At around 10MHz
Is that an mcu limit, library limit or self imposed limit? That is quite a speed limit for an M0+, if that indeed is the speed limit.
I should have guessed if it takes 1024 bytes of stack space
You could mention what printf library you are using.
Not that this would help for the case at hand, but...
I used the following code to test what improvements a tweak to the divmod code would look like if the hex was optimized instead of blindly calling divmod for any base (mcu is an stm32g031). A class was created to be a buffer, inheriting the Print class so not dealing with the uart hardware for the test of speeds. Another base enum was added and the divmod loop in the Print class was set to handle that case by using bitand and shift. The difference in this test was 1.25ms vs 0.760ms so is at least something.
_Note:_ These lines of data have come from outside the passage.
PR #693, opened 2018-05-13
Embed brew renderer optimizations in style sheet

calculuschild:
Following the discussion on #686. This makes `will-change: transform` permanent in the brewRenderer stylesheet rather than trying to load and unload it programatically.

### DIFF
--- a/client/homebrew/brewRenderer/brewRenderer.jsx
+++ b/client/homebrew/brewRenderer/brewRenderer.jsx
@@ -25,6 +25,7 @@ const BrewRenderer = createClass({
 		return {
 			viewablePageNumber : 0,
 			height             : 0,
+			willChange		   : 'auto',
 			isMounted          : false,
 
 			usePPR : true,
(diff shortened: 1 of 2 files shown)


client/homebrew/brewRenderer/brewRenderer.jsx
```diff
@@ -134,20 +134,26 @@ const BrewRenderer = createClass({
...
-				{this.renderPages()}
-			</div>
-			{this.renderPageInfo()}
-			{this.renderPPRmsg()}
-		</div>;
+		return (
+			<React.Fragment>
+				<div className='brewRenderer'
+					onScroll={this.handleScroll}
+					onMouseOver={this.prepareScroll}
```
Rae2che5: We don't need this (and `onMouseOut`) any more, right? In particular, the functions no longer exist...

calculuschild:
You are right. It is now corrected.

Rae2che5:
Thanks, LGTM now. Let's see how this goes.

Issue #683, opened 2018-05-09
Table error when saving as pdf


ksogard:
*Delete the above section and the instructions in the sections below before submitting*

## Description

"Class tables" and "Descriptive Text Boxes" borders are glitching out when saving as a pdf. See attached images and code below:

![image](https://user-images.githubusercontent.com/39137116/39837192-576eab4c-539b-11e8-80ca-0d3937e260e0.png)

![image](https://user-images.githubusercontent.com/39137116/39837216-6ea9e506-539b-11e8-8fee-2799cbf2068e.png)

**Brew code to reproduce** : <details><summary>Click to expand</summary><code><pre>

PASTE BREW CODE HERE
<div class='classTable wide'>
##### The Concierge
| Level | Proficiency Bonus | Features | Cantrips Known | Spells Known | 1st | 2nd | 3rd | 4th | 5th | 6th | 7th | 8th | 9th |
|:---:|:---:|:---|:---:|:---:|:---:|:---:|:---:|:---:|:---:|:---:|:---:|:---:|:---:|:---:|
| 1st | +2 | Genetic Banishing | 3 | 1 | 2 | — | — | — | — | — | — | — | — |
| 2nd | +2 | Spiritual Biochemistry | 3 | 1 | 3 | — | — | — | — | — | — | — | — |
| 3rd | +2 | Civil Alchemy | 4 | 2 | 4 | — | — | — | — | — | — | — | — |
| 4th | +2 | Ability Score Improvement, Consecrated Biochemistry | 4 | 3 | 4 | 1 | — | — | — | — | — | — | — |
| 5th | +3 | Seismological Divination | 4 | 3 | 4 | 2 | — | — | — | — | — | — | — |
| 6th | +3 | Ability Score Improvement | 5 | 4 | 4 | 3 | 1 | — | — | — | — | — | — |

To take advantage one would have to use hex and then either live with that or convert somewhere else such as on the pc side. Most likely not worth the trouble when what you really want is decimal, but it is an easy speed improvement with hardly any cost.
For something like newlib, instead of mucking around in printf/nano-printf one could make a simple replacement for the divmod library code where it would add a simple check for a divisor of 16 and handle that quickly without having to make the __udivsi3 library call. A one trick pony, but still one nice trick which would see some use in the case of printf and hex formatted numbers. Again, probably not a major improvement but is essentially free (unless you are hammering out lots of division elsewhere, then maybe the quick divisor test starts to add up). I know there are realities one may have to deal with that will not allow this, but if division was my game I would be looking to move up from an M0.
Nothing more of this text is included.